Gina Carano is for real.
The 27-year-old mixed martial artist and bit actress (BLOOD AND BONE) plays her first leading role in HAYWIRE, a low-budget trifle churned out by director Steven Soderbergh (OCEAN’S 11) in Ireland, Spain, and New Mexico. As an actress, the brunette easily holds her own opposite steely veterans like Michael Fassbender (INGLORIOUS BASTERDS) and Michael Douglas (WALL STREET), and as an action star, Carano has few peers of either the male or female variety.
As if acknowledging the wafer-thin nature of the plot dreamed up by screenwriter Lem Dobbs (THE LIMEY), Soderbergh tries to juice it up with non-linear storytelling with flashbacks, silent sequences, and shifts to black and white. He needn’t have, because HAYWIRE is at its best when Soderbergh (who, as usual, worked as his own cinematographer) plants the camera and lets his performers do their work.

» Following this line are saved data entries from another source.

PR #214, opened 2024-09-26
Add actions pipeline

sfowl:
Adds basic Actions CI pipeline.

* Linting step currently fails because there are yet-to-be-linted files, so temporarily `continue-on-error` is set for this step
*  ubuntu base because GH hosted runner options are limited: https://docs.github.com/en/actions/writing-workflows/workflow-syntax-for-github-actions#choosing-github-hosted-runners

Carano is cast as Mallory Kane, an ex-Marine now working as an operative for a private security company run by Kenneth (Ewan McGregor), her former lover. Although she has just returned from a mission in Barcelona rescuing a Chinese journalist, Kenneth goads Mallory into a quick weekend job in Dublin acting primarily as eye candy on the arm of MI-6 agent Paul (Fassbender). After poking around the edges of her assigned milk run, she quickly learns she has been led into a trap that has law enforcement on her back and unjustified murder charges on her head.
HAYWIRE is a revenge tale, pure and simple, and when Soderbergh keeps it simple, it really rocks. Eschewing contemporary trends of quick cutting and shaky handheld shots, Soderbergh knows there’s little he can do to make Carano look badass that she can’t do better. Choreographed by stunt ace J.J. Perry, the fight scenes are rough, brutal, and made devastatingly real by Carano. Even so, HAYWIRE’s best setpiece is a foot chase over Dublin rooftops and through a labyrinth of hotel hallways in which Carano is clearly doing her own stunts without help from the visual effects department. Dobbs could have laced the screenplay with a more liberal dose of humor, as Carano’s unexpected run-in with a deer provides a chuckle right when the film needs one.
As for Carano’s acting, she’s just fine. Frankly, she’s a better actor than Channing Tatum (21 JUMP STREET), here playing a fellow operative with whom she has a quick affair, and certainly more believable in her role than Tatum is in his. Stripped down to about ninety minutes and containing enough buff action to keep it from dragging, HAYWIRE is more pretentious than it should be, but a strong debut for Carano.
Fassbender best know for Basterds? Comeon!